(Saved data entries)
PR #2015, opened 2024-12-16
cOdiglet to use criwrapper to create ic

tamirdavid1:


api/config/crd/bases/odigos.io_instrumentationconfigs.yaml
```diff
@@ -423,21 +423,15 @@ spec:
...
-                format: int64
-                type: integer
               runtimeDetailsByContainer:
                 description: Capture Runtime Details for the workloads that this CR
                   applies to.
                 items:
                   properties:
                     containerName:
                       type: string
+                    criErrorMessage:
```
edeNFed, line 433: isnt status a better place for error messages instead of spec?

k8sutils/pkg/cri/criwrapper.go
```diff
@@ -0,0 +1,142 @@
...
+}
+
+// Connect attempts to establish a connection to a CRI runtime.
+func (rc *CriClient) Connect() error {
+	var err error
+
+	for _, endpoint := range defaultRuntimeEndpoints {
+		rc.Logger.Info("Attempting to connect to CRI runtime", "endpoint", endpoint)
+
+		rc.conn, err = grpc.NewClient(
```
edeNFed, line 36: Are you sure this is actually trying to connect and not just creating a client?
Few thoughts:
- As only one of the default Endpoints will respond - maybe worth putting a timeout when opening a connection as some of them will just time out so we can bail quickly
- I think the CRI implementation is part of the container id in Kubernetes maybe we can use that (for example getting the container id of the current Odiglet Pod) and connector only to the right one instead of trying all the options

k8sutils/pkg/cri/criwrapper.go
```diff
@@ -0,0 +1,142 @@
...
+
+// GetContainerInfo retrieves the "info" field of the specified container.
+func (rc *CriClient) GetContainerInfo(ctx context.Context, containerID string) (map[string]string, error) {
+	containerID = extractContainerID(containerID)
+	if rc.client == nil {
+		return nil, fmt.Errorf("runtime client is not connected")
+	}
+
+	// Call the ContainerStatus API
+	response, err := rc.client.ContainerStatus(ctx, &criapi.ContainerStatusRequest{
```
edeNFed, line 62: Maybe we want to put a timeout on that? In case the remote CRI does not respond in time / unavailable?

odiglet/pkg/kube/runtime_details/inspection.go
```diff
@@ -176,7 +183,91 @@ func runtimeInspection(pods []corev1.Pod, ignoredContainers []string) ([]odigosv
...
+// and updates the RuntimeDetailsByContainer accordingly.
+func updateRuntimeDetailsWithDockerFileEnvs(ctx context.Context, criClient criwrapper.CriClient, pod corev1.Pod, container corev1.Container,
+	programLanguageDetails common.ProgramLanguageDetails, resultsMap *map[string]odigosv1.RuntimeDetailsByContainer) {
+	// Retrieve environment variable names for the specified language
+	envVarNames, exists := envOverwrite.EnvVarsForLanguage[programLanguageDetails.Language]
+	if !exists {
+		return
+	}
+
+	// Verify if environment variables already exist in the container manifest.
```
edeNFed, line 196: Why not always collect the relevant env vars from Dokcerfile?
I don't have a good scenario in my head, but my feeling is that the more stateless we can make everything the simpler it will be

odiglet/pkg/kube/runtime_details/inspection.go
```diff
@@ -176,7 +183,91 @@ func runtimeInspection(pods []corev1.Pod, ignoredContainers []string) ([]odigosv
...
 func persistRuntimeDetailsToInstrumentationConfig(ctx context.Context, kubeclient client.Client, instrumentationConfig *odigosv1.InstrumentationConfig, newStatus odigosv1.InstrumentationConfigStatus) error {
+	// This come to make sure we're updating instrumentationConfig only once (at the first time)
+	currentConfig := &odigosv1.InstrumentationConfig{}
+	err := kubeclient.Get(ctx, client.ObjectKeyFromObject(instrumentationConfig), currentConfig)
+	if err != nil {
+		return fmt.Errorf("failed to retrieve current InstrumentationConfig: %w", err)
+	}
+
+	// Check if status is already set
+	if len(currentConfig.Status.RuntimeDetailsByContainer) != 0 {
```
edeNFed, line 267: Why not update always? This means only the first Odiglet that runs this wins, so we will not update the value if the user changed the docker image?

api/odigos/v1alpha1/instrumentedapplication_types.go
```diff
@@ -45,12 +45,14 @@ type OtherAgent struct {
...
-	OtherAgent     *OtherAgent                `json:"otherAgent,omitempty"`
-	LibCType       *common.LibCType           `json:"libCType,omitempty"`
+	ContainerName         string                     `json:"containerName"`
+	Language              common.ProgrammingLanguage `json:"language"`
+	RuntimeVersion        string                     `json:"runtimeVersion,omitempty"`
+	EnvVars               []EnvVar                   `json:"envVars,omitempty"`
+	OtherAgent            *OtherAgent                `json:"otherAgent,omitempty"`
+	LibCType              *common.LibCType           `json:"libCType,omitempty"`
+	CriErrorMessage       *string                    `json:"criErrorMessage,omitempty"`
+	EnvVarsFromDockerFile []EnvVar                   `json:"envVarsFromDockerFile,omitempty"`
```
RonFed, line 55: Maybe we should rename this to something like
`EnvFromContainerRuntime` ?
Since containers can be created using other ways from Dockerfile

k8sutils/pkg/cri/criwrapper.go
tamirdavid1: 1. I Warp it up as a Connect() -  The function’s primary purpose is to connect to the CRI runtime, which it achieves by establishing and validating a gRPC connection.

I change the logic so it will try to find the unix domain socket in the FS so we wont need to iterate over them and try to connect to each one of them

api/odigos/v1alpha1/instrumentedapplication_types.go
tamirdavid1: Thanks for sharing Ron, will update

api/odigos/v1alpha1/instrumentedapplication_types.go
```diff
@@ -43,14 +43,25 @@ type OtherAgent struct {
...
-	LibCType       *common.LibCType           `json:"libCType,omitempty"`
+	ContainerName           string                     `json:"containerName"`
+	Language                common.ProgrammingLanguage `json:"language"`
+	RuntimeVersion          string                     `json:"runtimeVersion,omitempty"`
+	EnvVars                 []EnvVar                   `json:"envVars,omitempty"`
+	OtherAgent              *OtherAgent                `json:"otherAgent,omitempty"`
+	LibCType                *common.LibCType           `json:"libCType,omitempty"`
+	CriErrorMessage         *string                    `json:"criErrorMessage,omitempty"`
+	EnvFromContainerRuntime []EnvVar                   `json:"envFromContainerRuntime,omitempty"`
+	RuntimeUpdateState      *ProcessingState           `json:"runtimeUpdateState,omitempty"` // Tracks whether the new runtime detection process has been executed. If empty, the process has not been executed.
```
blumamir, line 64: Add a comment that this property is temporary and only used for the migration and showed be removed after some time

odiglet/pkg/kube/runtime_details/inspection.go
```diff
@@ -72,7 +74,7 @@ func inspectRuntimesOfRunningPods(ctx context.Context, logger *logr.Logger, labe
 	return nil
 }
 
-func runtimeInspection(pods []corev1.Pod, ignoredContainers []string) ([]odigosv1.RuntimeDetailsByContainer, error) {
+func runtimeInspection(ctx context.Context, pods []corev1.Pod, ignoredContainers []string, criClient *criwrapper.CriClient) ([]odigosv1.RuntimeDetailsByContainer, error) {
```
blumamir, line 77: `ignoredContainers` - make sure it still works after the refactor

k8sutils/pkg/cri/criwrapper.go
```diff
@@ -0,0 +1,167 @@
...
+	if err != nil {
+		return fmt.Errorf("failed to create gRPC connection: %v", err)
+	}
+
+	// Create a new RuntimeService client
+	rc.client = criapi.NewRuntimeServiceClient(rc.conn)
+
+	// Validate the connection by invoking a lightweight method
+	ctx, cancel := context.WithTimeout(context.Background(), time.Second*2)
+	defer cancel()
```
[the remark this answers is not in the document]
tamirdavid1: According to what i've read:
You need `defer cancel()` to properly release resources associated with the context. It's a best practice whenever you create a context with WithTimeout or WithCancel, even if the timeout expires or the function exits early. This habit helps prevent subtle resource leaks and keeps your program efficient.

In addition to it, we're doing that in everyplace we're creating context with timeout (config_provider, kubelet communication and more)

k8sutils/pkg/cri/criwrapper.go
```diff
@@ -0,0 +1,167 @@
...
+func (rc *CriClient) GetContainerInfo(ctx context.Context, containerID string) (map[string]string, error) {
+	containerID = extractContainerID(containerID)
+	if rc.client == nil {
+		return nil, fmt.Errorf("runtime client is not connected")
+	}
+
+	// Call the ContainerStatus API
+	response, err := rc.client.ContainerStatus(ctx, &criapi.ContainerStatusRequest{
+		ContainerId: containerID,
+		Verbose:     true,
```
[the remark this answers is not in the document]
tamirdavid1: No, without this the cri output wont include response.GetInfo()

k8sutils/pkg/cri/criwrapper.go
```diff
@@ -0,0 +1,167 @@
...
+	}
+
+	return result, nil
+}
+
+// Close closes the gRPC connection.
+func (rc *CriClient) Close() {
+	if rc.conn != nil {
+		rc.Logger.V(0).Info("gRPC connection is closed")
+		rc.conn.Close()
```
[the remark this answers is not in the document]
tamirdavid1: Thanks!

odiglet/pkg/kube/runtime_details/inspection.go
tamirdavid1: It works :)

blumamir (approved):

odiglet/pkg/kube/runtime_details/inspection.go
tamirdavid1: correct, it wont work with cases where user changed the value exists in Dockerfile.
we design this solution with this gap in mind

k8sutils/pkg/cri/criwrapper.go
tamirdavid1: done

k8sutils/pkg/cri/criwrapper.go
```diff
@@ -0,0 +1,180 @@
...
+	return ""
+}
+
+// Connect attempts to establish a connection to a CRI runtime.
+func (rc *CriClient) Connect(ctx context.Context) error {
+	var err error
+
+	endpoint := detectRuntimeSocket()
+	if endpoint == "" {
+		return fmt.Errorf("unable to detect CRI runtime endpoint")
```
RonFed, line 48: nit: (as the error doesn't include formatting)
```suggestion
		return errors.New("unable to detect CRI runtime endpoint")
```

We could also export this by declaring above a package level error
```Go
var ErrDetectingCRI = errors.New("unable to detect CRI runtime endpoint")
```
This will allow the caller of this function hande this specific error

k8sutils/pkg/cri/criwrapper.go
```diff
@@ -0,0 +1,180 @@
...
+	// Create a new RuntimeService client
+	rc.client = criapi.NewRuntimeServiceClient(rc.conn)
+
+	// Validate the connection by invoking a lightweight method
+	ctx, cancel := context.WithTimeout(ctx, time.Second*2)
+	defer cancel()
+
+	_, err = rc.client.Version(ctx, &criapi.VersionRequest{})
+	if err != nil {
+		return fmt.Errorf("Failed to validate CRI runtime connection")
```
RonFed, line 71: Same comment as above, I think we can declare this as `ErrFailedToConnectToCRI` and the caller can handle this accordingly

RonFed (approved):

Directions >> Filter the entries down to the lines with the word "ProgrammingLanguage" in them.

Answer for this exercise >>
+	Language              common.ProgrammingLanguage `json:"language"`
+	Language                common.ProgrammingLanguage `json:"language"`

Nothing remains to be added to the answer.